I went and collected 75 cuttings a couple weeks ago, put them in a garbage bag filled with damp sawdust, plants upside down. They are in my shop where there is no heat. Come about April I will go take them out and stick them in the dirt and watch them grow where I need to fill in the holes in the vineyard. I suspect I will have a high rate of success doing this again.


----------



## RedSun (Feb 13, 2015)

My cuttings in zip bag (65F) have rooted. The ones in basement (55F) have also rooted. But the ones receiving bottom heat (85F) have not shown any sign of growth. 

There is some possibility that the cuttings receiving the bottom heat may have dried somehow. I did keep them watered. But the watering may not be enough because of the 85F heat.....


----------



## GreginND (Feb 14, 2015)

That would definitely be a possibility. I would certainly tent them in plastic to maintain humidity levels.


----------



## grapeman (Feb 14, 2015)

When applying bottom heat to 80 to 85F and using a heat mat, it is entirely possible to overheat the cuttings. The most reliable mats have a thermostaic control probe. and the temperature at the cutting end is a bit tricky to maintain, depending on placement of the tip.

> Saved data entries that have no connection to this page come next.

PR #2408, opened 2026-09-16
fix(telegram): keep Python dunder names literal and strip _italic_ in table labels

### LINKED ISSUE #2076: [Bug]:  __bold__ in Telegram messages eats Python dunder identifiers (__init__ -> init)

iamhaniofficial:
## Summary

`__init__` has exactly the shape of `__bold__`, so the underscore-bold pass rendered `call __init__ method` as `call <b>init</b> method`, and the table-label path (`_plain_inline`, which #1931 did not touch) stripped it to a bare `init` with no tag left to hint at what happened. A coding assistant mentions these names constantly.

Nothing about the delimiters tells the two apart — `__init__` and `__also__` are lexically identical, and CommonMark itself would bold both. What does tell them apart is that Python's special names are a fixed vocabulary. The renderer now carries that vocabulary (`_DUNDER_NAMES`: the data model's special methods with their `r`/`i` operator variants, the module / class / function / typing / exception attributes, the Python 2 names that come up when porting, and the handful of framework hooks — `__tablename__`, `__tracebackhide__`, `__fields__`, `__attrs_attrs__` — an assistant writes as often as the stdlib ones). A `__name__` from it is kept literal in both the HTML and the plain path; any other `__word__` still renders bold, so `__also__` is unchanged.

`_plain_inline` also strips `_italic_` now, using the same word-boundary regex `_render_inline` already uses, so a `_Status_` header loses its markers the way `**bold**` and `~~strike~~` already do while `snake_case`, `_private` and the parked `\x00TG_HREF_n\x00` placeholders keep their underscores. The two underscore regexes are hoisted to module constants so the two paths cannot drift apart again.

The issue's table repro now renders `<b>Status — __init__</b>\n<b>active:</b> see __main__`.

## Tests

New `tests/test_channels/test_telegram_dunder_names.py`: dunder names in body text (including `__post_init__`, `__aenter__`, `__radd__`, `__tablename__`, `__cached__`, `__replace__`), in table labels, mixed with real bold on one line, case sensitivity (`__INIT__` is still bold), `__also__` and multi-word `__bold__` still rendering, `_italic_` stripped from labels, identifier underscores preserved in labels, the issue's table, and a dunder inside a code span. The one existing assertion that pinned `__init__` → `<b>init</b>` (as an aside in an `<i>`-focused test) is flipped to literal. 15 fail RED on `upstream/main`; all 76 Telegram formatting tests pass with the fix.

Fixes #2076

---


andreapn:
Thanks for the PR. Issue #2076 has been fixed by #2302, which was merged. Both take the same allowlist approach; #2302 was opened earlier and derives the name set from `dir()` on the builtins rather than a hand-maintained list. Closing this one as superseded.

PR #2409, opened 2026-09-16
fix(channels): stop a From with no @ from clearing an email domain pattern

### LINKED ISSUE #2078: [Bug]: a From header with no @ is treated as its own domain, so a bare `example.com` clears an `@example.com` sender allowlist

iamhaniofficial:
## Summary

`sender_allowed` derived the sender's domain with `address.rpartition("@")[2]`, and `str.rpartition` hands back the whole string as the tail when the separator is absent. A `From` addr-spec of a bare `example.com` was therefore its own domain and matched an `@example.com` / `*@example.com` entry — normally the operator's own, public domain — at all three enforcement points: the poll-time drop in `_to_incoming`, `evaluate_access`, and `_reply_target`. `normalize_address("… <example.com>")` is non-empty, so the `if not sender` guard did not catch it either.

The domain is now taken only when there is an `@` with something in front of it: a value with no `@`, or an empty local part (`@example.com`, the same class), has no domain and no domain pattern can claim it. The exact-entry branch is untouched, so a local-only `root` on a local MTA still matches an explicit `root` entry.

Issue repro after the fix: `_to_incoming` returns `None` for the `"attacker@evil.invalid" <example.com>` message, `evaluate_access` returns `not_in_allowlist`, and `sender_allowed("example.com", ["@example.com"])` is `False`.

## Tests

New `tests/test_channels/test_email_sender_without_at.py`: bare domains, mixed case, display-name-wrapped bare domains and empty local parts against `@domain` and `*@domain` entries; exact entries and real addresses unchanged; and each enforcement point (`_to_incoming` with the issue's raw message, `evaluate_access`, `_reply_target` ignoring a bare-domain `Reply-To` while still honouring an allowlisted one). 9 fail RED on `upstream/main`; all 103 email channel tests pass with the fix.

Fixes #2078

---


andreapn:
Thanks for the PR. Issue #2078 has been resolved by #2079, which is now merged into main. Closing this one.

PR #2410, opened 2026-09-16
fix(channels): split email threading ids that omit the CFWS between them

### LINKED ISSUE #2080: [Bug]: References ids with no whitespace between them collapse into one bogus id, splitting the email thread's session

iamhaniofficial:
## Summary

RFC 5322 3.6.4 makes the CFWS between two `msg-id` tokens optional, so `<root@x><m2@x>` is a well-formed `References` header and several clients emit it that way. `_message_ids` split on whitespace and `.strip("<>")` peeled only the outermost brackets, so the run collapsed into one bogus id `root@x><m2@x`. Two breakages from the one parse: the thread key was no longer the root, so the same mail thread landed in a second session depending on which client hit reply; and `_merge_references` re-wrapped the mangled run, sending an invalid msg-id back on the wire.

`_message_ids` now treats a `><` seam as an id boundary (after comment stripping, before the whitespace split). Bare ids, mixed bracketing and header comments parse exactly as before.

Issue repro after the fix: both spellings give `thread_key_for == 'root@example.com'`, the same `:thread:root@example.com` session key, and an outbound chain of `<root@example.com> <m2@example.com> <m3@example.com>`.

## Tests

New `tests/test_channels/test_email_references_no_cfws.py`: two- and three-id unspaced runs, mixed spaced/unspaced, a comment between ids, folded whitespace; the existing spaced / bare / commented / empty shapes unchanged; `thread_key_for` equal for both spellings; `_to_incoming` publishing the same `native_thread_id` for both; a well-formed outbound chain; and the `In-Reply-To` fallback. 8 fail RED on `upstream/main`; all 103 email channel tests pass with the fix.

Fixes #2080

---


andreapn:
Thanks for the PR. Issue #2080 has been resolved by #2081, which is now merged into main. #2081 also handles ids separated by `,`/`;` and mixed bracketed/bare spellings, which the `><` replace does not. Closing this one.

PR #2411, opened 2026-09-16
fix(search): resolve a relative DuckDuckGo redirect link to its target

### LINKED ISSUE #2082: [Bug]: DuckDuckGo search provider leaves relative /l/?uddg= redirect URLs raw

iamhaniofficial:
## Summary

DuckDuckGo's HTML endpoint links each result through `/l/?uddg=<target>` and spells that link relative (`/l/?uddg=`), protocol-relative (`//duckduckgo.com/l/?uddg=`) or absolute. The cleaner matched only the protocol-relative substring, so the relative form — the one the endpoint uses most — reached the caller raw, and a follow-up `web_fetch` had nothing it could route.

A new `_redirect_target()` recognises the redirect by its `/l/` path on an empty or DuckDuckGo host (`duckduckgo.com` or a subdomain) and reads `uddg` out of the parsed query with `parse_qs`, wherever it falls among the other parameters. It is deliberately narrower than `"uddg=" in href`: an organic result that merely carries a `uddg` parameter of its own, a `/l/` path on some other host, or a lookalike host is left untouched, and a malformed organic href that makes `urlsplit` raise is returned as-is so the `diagnostics=False` "never raises" contract holds. Ad skipping (`y.js`) still runs first.

## Tests

New `tests/test_search/test_duckduckgo_redirects.py`, mocking the HTML response the way the existing DuckDuckGo tests do: relative / protocol-relative / absolute / `html.duckduckgo.com` spellings, `uddg` not first with a target that has its own query string, plain organic links, foreign-host `/l/`, `uddg` in an organic query, a lookalike host, a redirect without a target, a malformed host, and an ad followed by a relative redirect. 4 fail RED on `upstream/main`; all 60 search tests pass with the fix.

Fixes #2082

---


andreapn (approved):
LGTM

PR #2413, opened 2026-09-16
fix(tools): pair the patch end marker with the begin marker that precedes it

### LINKED ISSUE #2084: [Bug]: apply_patch drops patch ops when a stray *** End Patch appears in preamble

iamhaniofficial:
Fixes #2084

## Summary

`_parse_patch` located `*** Begin Patch` and `*** End Patch` with two independent `next(...)` searches from the top of the text. A stray `*** End Patch` ahead of the opening marker — a quoted example in a preamble, prior transcript text — therefore paired with a line *above* the begin marker, `lines[start_idx + 1 : end_idx]` came back empty, and `apply_patch` reported `"Applied patch: no changes"` while silently dropping every operation.

## Fix

- The end marker is now the first `*** End Patch` **after** the begin marker (`range(start_idx + 1, len(lines))`).
- A patch whose only end marker sits before its begin marker is reported as `Missing '*** End Patch' marker after '*** Begin Patch'` instead of being applied as empty. The message keeps the old `Missing '*** End Patch' marker` prefix; nothing else in `src/` or `tests/` asserts on the exact string.
- Body parsing is untouched — a `+*** End Patch` content line inside an `*** Add File:` block still does not match `strip() == "*** End Patch"`.

## Tests

`tests/test_tools/test_apply_patch_stray_end_marker.py` (7 tests): the issue's exact repro through `_parse_patch` and end-to-end through `apply_patch` (file is written, result is `1 file(s) added`), a preamble discussing both markers, a multi-op patch behind a stray marker, the first end marker after begin still closes the patch, and both missing-end-marker shapes raise.

Quality gate on the merged tree with the sibling PRs (#2088, #2093, #2096): ruff / mypy clean; full suite green apart from the three known env-only failures (`mem0` present under `--all-extras`, weasyprint system lib), verified identical on clean `upstream/main` in the same venv.

## Conflicts

Verified conflict-free in every merge order with #2088, #2093, #2096 and the batch changelog PR. Independent of the open competing PR #2209.


andreapn:
Thanks for the PR. Issue #2084 has been resolved by #2209, which is now merged into main. #2209 also fixes the hunk-context-line case (a hunk containing ` *** End Patch` was silently truncated to an empty hunk), which this patch still has. Closing this one.

PR #2415, opened 2026-09-16
fix(gateway): keep the cron delivery recipient and best-effort flag

### LINKED ISSUE #2093: [Bug]: cron.add and cron.update drop channel delivery recipient and best_effort flag

iamhaniofficial:
Fixes #2093

## Summary

The CLI's `_build_delivery_params` sends the recipient as `to` — the same key the failure-destination block and the save-time target probe already accept — but `_parse_delivery_overrides` only read `channelId`, so `agentos cron add --channel telegram --to <chat_id>` was saved with `channel_id=""`. `bestEffort` was dropped on the same path in both `cron.add` and `infer_delivery`, and `cron.update` raised `AttributeError` on a job whose stored delivery was `None`.

## Fix

- One set of alias readers in `rpc_cron.py` — `channelName`/`channel`, `channelId`/`to`, `bestEffort`/`best_effort` — used by `_parse_delivery_overrides`, `_build_webhook_delivery` and the `cron.update` channel branch, so the RPC (camelCase), CLI (`to`) and tool (snake_case) spellings all land the same way the webhook and failure-destination paths already did.
- The override dict carries `best_effort` through to the `DeliveryConfig` in `_handle_cron_add` and in `scheduler.delivery.infer_delivery` (other callers of `infer_delivery` pass no such key and are unaffected).
- `best_effort` is a property of the delivery attempt, not the destination, so — as the `cron_tool` path already does — it is applied to whichever config `cron.add` settles on, including one inferred from the session when the block names no channel (`--best-effort-deliver` alone). This shape came out of the pre-PR review.
- `cron.update` reads `ws_topic` and the standalone-failure-destination fields from `current_job.delivery or DeliveryConfig()` in all three branches.

No user-facing docs describe the wire keys, so `SKILL.md` / `docs/cli.md` needed no change.

## Tests

`tests/test_gateway/test_rpc_cron_delivery_recipient_aliases.py` (13 tests): the issue's `cron.add` repro (`to` + `bestEffort` kept), the CLI's `mode: announce` shape, `channelId` preferred over `to`, the `channel` alias, both `best_effort` spellings, `infer_delivery` carrying the flag, best-effort on an inferred delivery, `cron.update` with all three aliases while preserving `ws_topic`, and `cron.update` on a `delivery=None` job for the channel, webhook and failure-destination-only branches.

Quality gate on the merged tree with the sibling PRs (#2084, #2088, #2096): ruff / mypy clean; full suite green apart from the three known env-only failures (`mem0` present under `--all-extras`, weasyprint system lib), verified identical on clean `upstream/main` in the same venv.

## Conflicts

Verified conflict-free in every merge order with #2084, #2088, #2096 and the batch changelog PR. Independent of the open competing PRs #2094 / #2231.


andreapn (approved):
LGTM

PR #8550, opened 2024-10-28
PMP release notes

katarzyna-koltun-mx:


mengdix (commented):
Release notes 1.15
Line 24:
Correction: not disabling for all deployed apps at the same time. Rather, disabling it moving forward. So no retroactive effect. Suggest:
"now supports disabling the default MxAdmin account for apps at deployment.";
Additionally, needs a bit more clarification, which I'm happy to add:
"This setting effectively removes the ability to access the app using the default system admin account, and is only recommended when combined with default use of an SSO module to avoid lockout."
Line 26:
Grafana metrics are not a new feature, please move to Improvements
Line 36
Add mention that the Platform settings import and export functionality have been restored. However, the change is what you wrote already.
Line 52
replace "supported" with "compatible"

mengdix (approved):
Good!

PR #8557, opened 2024-10-28
Explain generate full debug info

emirmx:
Can be merged when MR 26526 is merged.


MariaShaposhnikova:
@emirmx , thanks for the PR! Do you refer to an internal MR? Is it for 10.16.0?

emirmx:
> @emirmx , thanks for the PR! Do you refer to an internal MR? Is it for 10.16.0?

Yes internal MR the implements the setting. It will probably included in 10.17.

Issue #8568, opened 2024-10-30
translation-generator


RCatersels:
Please use the form below, leaving the prefilled data to help us. Thank you.

Page link: [translation-generator](https://docs.mendix.com/refguide/translation-generator/)

Document link: [translation-generator.md](https://github.com/mendix/docs/blob/development/content/en/docs/refguide/modeling/mendix-ai-assistance/translation-generator.md)

## My Issue/Suggestion
It is not clearly stated that only empty values will be translated. I would suggest to add this in 2.1.

Yiyun333:
Hi @RCatersels,

Thanks a lot for your feedback. I've created a PR to add this information: https://github.com/mendix/docs/pull/8569/files.
The PR will be merged by the end of the day and I'll close this issue then. Please let us know if you have any further feedback!

Best,
Yiyun

PR #8569, opened 2024-10-30
Add a note to clarify only untranslated texts are translated

Yiyun333:
To address:
https://github.com/mendix/docs/issues/8568


Yiyun333:
Reviewed by PM.

PR #8590, opened 2024-11-01
Note difference in size between backup and database

MarkvanMents:
Added disclaimer that backup size does not equate to the database size


helina-belete (commented):
Looks good! The only minor suggestion I have (now looking at this again) is to replace the word "backup" with "snapshot" so it shows:

`The Snapshot Size does not match the size of the actual database within the application. This does not contain a copy of the database but rather contain instructions on how to recreate the database.`

PR #8601, opened 2024-11-04
[DUX-143] Add link to View Entity survey in editor

adeel2023:
Customers can fill out a survey about OQL View entities. We added a separate hidden document for this so that Studio Pro 10.17.0 can link to it directly. In the future, once the survey closes after some time, we will replaces the text with "Use the idea forum to submit feedback"

This should be merged before Studio Pro 10.17.0 is released.


MarkvanMents (approved):
Looks great. Thanks for the PR.
Approving.
It will be merged with all the rest of the 10.17 documentation at the same time as 10.17 is released.

PR #8603, opened 2024-11-04
References to "column" should be to "attribute"

MarkvanMents:


content/en/docs/refguide/runtime/data-storage/attributes-type-migration.md
```diff
@@ -24,16 +24,16 @@ Key | Means
 --- | ---
 **&#x2713;** | Conversion always possible.
 **\*<sup><small>note</small></sup>** | Conversion is not always possible, or data will be changed during conversion. See related note for more information. If conversion is not possible, the behavior is the same as for "**X**", below.
-**X** | Conversion not possible. The original column will be removed and a new column will be created with default values for the existing rows.
+**X** | Conversion not possible. The original attribute will be removed and a new attribute will be created with default values for the existing rows.
```
basdebakker: In this case I prefer the original wording. The attribute is still there, though with a different type. It is the database column that is removed and recreated (by the runtime).

MarkvanMents: Fixed in 9607637e527d25e790ede5e0720b268532e1cd43

MarkvanMents:
Approved over Slack.

PR #8621, opened 2024-11-06
Update teamcenter-extension.md - Nov 6

wanchoorohan:


content/en/docs/appstore/platform-supported-content/modules/teamcenter-extension.md
```diff
@@ -43,7 +43,7 @@ The compatibility among Teamcenter Extension, Teamcenter Connector, and Studio P
 | ------------- | ------------- | ------------- |
 | 1.0.0 | 3.6.1, V 3.6.0, V 3.5.0 | 10.6.5 thru 10.7 |
 | 2.0.0 | 2406.0.0 | 10.12.1 and above |
```
MarkvanMents: Is this only patch versions of 10.12? It says below that 10.13 thru 10.15 are not supported?
If so, perhaps
```suggestion
| 2.0.0 | 2406.0.0 | Only 10.12, patch versions 1 and above |
```

content/en/docs/appstore/platform-supported-content/modules/teamcenter-extension.md
```diff
@@ -241,29 +241,19 @@ Once you finished import mapping, click **Generate** to create microflows for th
...
-| Error message                                           | How to Solve the Error                                       |
-| ------------------------------------------------------- | ------------------------------------------------------------ |
-| `TeamcenterToolkit.BOMWindow` no longer exists          | <ol><li>Update all references to <br/>`TcConnector.BOMWindow`.</li><li>Search for `TeamcenterToolkit.BOMWindow` to find `BOMapping` parameters where the entity is used, and change it to `TcConnector.BOMWindow`.</li></ol> |
-| `TeamcenterToolkit.top_line` no longer exists           | Update all associations to `TcConnector.top_line`.           |
-| The selected Java action parameter […] no longer exists | Set all the Java action parameters again.                    |
-
-### Resolving the Errors – Solution 2 {#solution-2}
-
 {{% alert color="info" %}}
 Using Solution 2 has an advantage: after completing the procedure, the integrations will appear on the **History** tab.
```
MarkvanMents: This is now Solution 1 - so
```suggestion
Using Solution 1 has an advantage: after completing the procedure, the integrations will appear on the **History** tab.
```

content/en/docs/appstore/platform-supported-content/modules/teamcenter-extension.md
```diff
@@ -241,35 +240,37 @@ Once you finished import mapping, click **Generate** to create microflows for th
...
 {{% /alert %}}
 
-As an alternative to solution 1, you can perform the following steps:
+Perform the following steps:
```
MarkvanMents, line 262: I think the solution numbering has gone a bit wrong, so I've removed it from here.

MarkvanMents (commented):
Hi @rohanwanchoo123 ,
I've proofread the changes in these two commits: https://github.com/mendix/docs/pull/8621/files/332f1e1fe5e9aad6173a45671afae8c89fb68756..47c2c332faed95361b6d8e705c09ac8d5a26580c
I've also made a couple of suggestions.
Please can you let me know if the suggestions are good and you are happy with my changes and I can merge and publish this PR.

content/en/docs/appstore/platform-supported-content/modules/teamcenter-extension.md
wanchoorohan: Makes sense

content/en/docs/appstore/platform-supported-content/modules/teamcenter-extension.md
wanchoorohan: Makes sense

content/en/docs/appstore/platform-supported-content/modules/teamcenter-extension.md
wanchoorohan: This is for all versions starting from 10.12.1 and above. It'll not work with 10.12.0. Due to certain exceptions 10.13 - 10.15 aren't supported either which is why we put a special note at the bottom. 

Should we put an "!" or notification so the developer doesn't missing seeing the note?

MarkvanMents: So it does work in 10.16 and above. I think it is best to put this in the table and not have a note at the bottom. Then customers will definitely not have an excuse to miss it.
If I've understood it correctly it should be
```suggestion
| 2.0.0 | 2406.0.0 | 10.12, patch versions 1 and above and 10.16.0 and above |
```
And then we can delete the note about 10.13 to 10.15?

wanchoorohan: I guess that's fine. However, we do want to talk about the possible workaround if they use the unsupported studio pro versions. Should we still keep that statement in the note?

MarkvanMents (approved):
Approved and merging.

PR #8649, opened 2024-11-13
Limit to Premium

feddovanede:
The application data replication setting will only be available for customers with a Premium subscription.

The setting will be applied to all environments that are provisioned, for existing environments the setting will not be updated. The setting is applied to environments with a Standard, Premium or Premium Plus resource pack, it will not be applied to environments with a Basic plan.


katarzyna-koltun-mx:
@feddovanede Reviewed - shall I publish directly or wait for the go ahead?

katarzyna-koltun-mx (approved):

PR #8674, opened 2024-11-19
Update import-a-large-excel-file.md

mahendra-mahajan-mendix:
Introduced a new way to create a relatively big Entity without any manual effort using Data Importer extension.

create-entity-using-excel-input


quinntracy:
HI @mahendra-mahajan-mendix, is this tied to a release or can it be merged once reviewed?

PR #8682, opened 2024-11-20
10.17.0 Studio Pro Release Notes

MariaShaposhnikova:


Robinfr:
Would it be possible to add the release note from #8696 as well?

PR #10611, opened 2026-01-19
Clarify that XPath constraints could be case-sensitive

MarkvanMents:
There are some circumstances when XPath constraints on strings will be case-sensitive, although these are rare.

Also improved the navigation by removing redundant "XPath " from every entryl.

### DIFF
--- a/content/en/docs/refguide/modeling/xpath/xpath-constraints/xpath-constraint-functions/xpath-contains.md
+++ b/content/en/docs/refguide/modeling/xpath/xpath-constraints/xpath-constraint-functions/xpath-contains.md
@@ -1,12 +1,17 @@
 ---
 title: "XPath contains"
+linktitle: "contains"
 url: /refguide/xpath-contains/
 weight: 16
 ---
 
 ## Overview
 
-The `contains()` function tests whether a string attribute contains a specific string (case-insensitive) as a sub-string.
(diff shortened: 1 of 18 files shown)


content/en/docs/refguide/modeling/xpath/xpath-constraints/xpath-constraint-functions/xpath-contains.md
```diff
@@ -1,12 +1,17 @@
 ---
 title: "XPath contains"
+linktitle: "contains"
```
dahfjkg, line 3: What is the purpose of the new `linktitle` tag? And how safe is it to use words like `true`, `false` and `not` there? Would it be safer to add `xpath-` to link titles?

MarkvanMents: It means that the navigation just has the name of the function, rather than it being cluttered with the word "XPath" repeated multiple times.
image
image

dahfjkg: Ah, that actually looks better indeed

dahfjkg:
Looks good!

PR #10618, opened 2026-01-19
Update Studio Pro prerequisites (.NET 10 Upgrade)

rodrigocmoreira:
We are upgrading Studio Pro 11.6.3 and 11.7.0 onwards to work with .NET 10. 
We also need to make this a release note.


MarkvanMents:
Can you check that this is mentioned in the 11.7 release notes when they are frozen?

quinntracy:
The note has been added to 11.7.

quinntracy (approved):

PR #10626, opened 2026-01-20
Update the LLM model used by Maia in Mendix Portal

Yiyun333:


Yiyun333:
Technical review completed

PR #10641, opened 2026-01-22
[ MOBILE ] chore: changelog update ( geolocation bug fix mobile )

karahanharunn:


ConnorLand:
These changes are live now, right? I don't have to wait until SP 11.7? @karahanharunn

karahanharunn:
Yes @ConnorLand, They are already live. We don't need to wait.

ConnorLand (approved):

PR #10655, opened 2026-01-26
[RUN-3090] Update s3 upgrade docs

emirmx:


MarkvanMents (approved):
@emirmx - I've proofread these docs and am happy with them.
Can you have a quick look and check that it still looks OK.
I also found a couple of references to 11.6 which I changed to the Mx10/9 versions as that seemed to make sense.
Let me know if this looks OK now.
Thanks.

emirmx:
> @emirmx - I've proofread these docs and am happy with them. Can you have a quick look and check that it still looks OK. I also found a couple of references to 11.6 which I changed to the Mx10/9 versions as that seemed to make sense. Let me know if this looks OK now. Thanks.

Thanks Mark. It looks good!

PR #10722, opened 2026-02-05
Remove duplicate WSC release notes

Karuna-Mendix:


Karuna-Mendix:
The decision is made to remove the WSC release notes as they are already available at the Marketplace. See the conversation here- https://mendix.slack.com/archives/C05N89ELXRV/p1770373597558479

PR #10727, opened 2026-02-08
add Korean translation

jsp-mx:
Hi,

Add korean translation under content/ko/docs


MarkvanMents:
Hi @jsp-mx,

Thank you for your PR and wanting to make the Mendix documentation better. However, I am going to reject the PR and close it for a number of reasons:

* Our site already has a Korean translation which you can access in the bottom right of the screen
    
    image

* Our site is continually updated and we would need to have a mechanism for keeping the Korean docs up-to-date (the current real-time translation does this automatically)
* The automatic translation (while not in any way perfect) does have the option to add a glossary and recognizes code blocks and other features which it knows not to translate
* Mendix localization is focused on multiple languages (Korean, Chinese, and Japanese) so we would like to have a consistent UX for all these languages, as well as other languages which we may add later
* We already have issues with the time it takes to build and upload our site when we make changes (which can happen several times a day) and uploading four times as many pages (if we did this for the three languages mentioned above) would make this much slower and hamper our ability to align our documentation updates with releases.

Thanks again for wanting to improve the documentation. I would love to hear your ideas and any issues there are for Korean users of the current documentation. Please get in touch if you would like to discuss this.

Mark

jsp-mx:
Then can I post the Korean version within my local repo?

jsp-mx:
The reason why I do the translation is that automated translation is broken Korean and more hard to understand.

MarkvanMents:
You are welcome to do it in your local repo.

I'd be interested to know how bad the Korean is, and whether there are specific terms that are badly translated - we do have a glossary with certain terms translated by the Siemens translation team, but we haven't been able to review that in Korean so feedback on specific problems would be useful. You can use an issue here, or contact me internally.

We have investigated alternatives to our current translation mechanism, but alternatives seemed even worse 😒 (at least for Chinese which is the language we were able to review).

As I said, this is the best maintainable solution for now, but we continue to look at our pipeline and translation tools to see if there are alternatives.

PR #10738, opened 2026-02-10
Update mx-dock to use different script per env

OlufunkeMoronfolu:


MarkvanMents (approved):
Tested - looks great. I can see that it is loading different MxDocks depending on environment.
Only thing I noticed is that the search bar isn't restricted to just docs, but I guess that is because that needs the real URL to work properly.
Approving.

PR #24, opened 2016-03-08
Refactor diff algorithms

martinal:
Work on streamlining the highlevel diff algorithms.


bollwyvl:
Looking forward to checking this out!

PR #26, opened 2016-03-08
Add git difftool prototype

minrk:
Register with:

    git nbdifftool config --enable [--global]

Use with:

    git difftool [<commit> [<commit>]]


bollwyvl:
Very cool!

PR #41, opened 2016-04-21
prettydiff fallback

bollwyvl:
> Congrats on inclusion in `jupyter`! :cake:

On a vanilla Windows install, `diff` is not available, so `test_present_string_diff` will always fail.

This adds a fallback based on stdlib `difflib.unified_diff`, and accepts either unified or diff-default.

Another approach would be to always use `diff -u` (and keep the fallback) but just always assume unified diff.


bollwyvl:
Huzzah!

PR #44, opened 2016-05-03
Git diff driver

vidartf:
Adds a notebook diff driver for git, which produces a diff for notebooks only. This can be used by `git diff` (as compared to `git difftool`), and relies on filename filtering in `.gitattributes` to be supplied the right files. The `.gitattributes`need to be configured for each repo, but the line included in this PR's `.gitattributes` file should be sufficient (`*.ipynb	diff=jupyternotebook`).

Also added a test that mocks a call by git to the diff driver, comparing the output. Currently it has to use coloring characters to match the captured output, but I'm not sure if this is correct/expected for all setups?

### DIFF
--- a/.gitattributes
+++ b/.gitattributes
@@ -1,0 +1,1 @@
+*.ipynb	diff=jupyternotebook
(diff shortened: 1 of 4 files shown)


minrk:
Nice!

PR #49, opened 2016-07-07
Webapp w/difftool [WIP]

vidartf:
Creates a webapp that can either be launched as a normal server with an interface for diffing files (rather crude interface currently, with only two simple text boxes for serverside filename entry), or launched as a a one-shot server difftool from git.

#### Main things in this PR:
 - Setup for using webapp as difftool
 - Processing diff returned from server into a format for usable presentation. 
 - Logic to determine what should be show as code, direct JSON (e.g. metadata), or rendered MIME types.
 - Reimplements codemirror's mergeview such that it can better work in a future mergetool (it also solves some scrolling issues). This also allows the highlighting to be based on the Notebook diff supplied by the server, instead of relying on a simple diff of the stringified JSON.
 - Lays out processed diff in a series of side-by-side mergeviews
 
#### TODO (before merging?):
 - [ ] Better tests coverage
 - [ ] Ensure setup/packaging etc. is set up correctly
 - [ ] Documentation: Setup an auto API doc system for webapp + document webapp in sphinx

Should probably be squashed before merging, as commit history is a bit of a mess :cactus:


minrk:
Thanks!

If you want to cleanup the commits into representative chunks, feel free to do so and rebase. Alternately, we can merge with Squash & Merge, making this all a single commit (it's a lot of work for one commit, though!).

vidartf:
Sure, I'll do a backup of the history in a separate branch and do a soft nuke of this one (reset --soft + recommit) with hopefully somewhat descriptive commit messages.

vidartf:
Alright! Cleaned up the commits so that they follow a bottom-up build up of the code. Hopefully this will allow for bite-sized diffs for eased reviewing :smile:

vidartf:
PS: Commits also feature actual messages beyond the title, that are meant to be helpful :scream:

nbdime/webapp/nbdimeserver.py
```diff
@@ -173,7 +212,7 @@ def build_arg_parser():
     """
     description = 'Web interface for Nbdime.'
     parser = ArgumentParser(description=description)
-    parser.add_argument('-p', '--port',
+    parser.add_argument('-p', '--port', default="8888",
```
minrk: Default should be an integer, not string of integer. Then argparse will do the right type casting.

I have placed the probe wrong before and the cuttings never rooted. It takes some experimentation.

Procedures for rooting cuttings is not an exacting science. Whatever you can use at your location with good sucess is the best for you. If you are from a nice warm area you can certainly just stick them in the ground and they will root. The soil is warm enough to get them to callous and root with no further effort. If you are from an area where the ground stays frozen until April, you will need a method to get them calloused and rooted so they can be grown out early in the summer.

I think the first effort I made early on in my grape growing was in the mid 70's when I was clearing a field from obstacles that had been placed there many years before. One of them was an old Deleware grapevine. I cut the vine up which had been overgrown for years. I took the one year old wood and put it in an old horse barn with a dirt floor. I buried the canes up with a nice thick mulch of old hay. The dirt floor was damp so it kept the canes moist all winter. The next year I cut the canes up into proper sized cuttings and planted them out in a row to see what they would do. I had considered putting in a vineyard at the time so if they rooted I would move them into it. As luck would have it, most of them took root and grew. I had decided however at that time a vineyard wouldn't be profitable here in upper NYS so I ripped the vines out. Some would consider that a waste, but to me it was a great leaning experience.


----------



## RedSun (Feb 14, 2015)

I have one liquid thermometers and two metal thermometers in the rooting media, and the heat mat is controlled by the thermostat. 

I think 85F is too hot and the moisture escapes very quickly. I could put on a dome, but that heats up the top more than the bottom, which is not what I want....


----------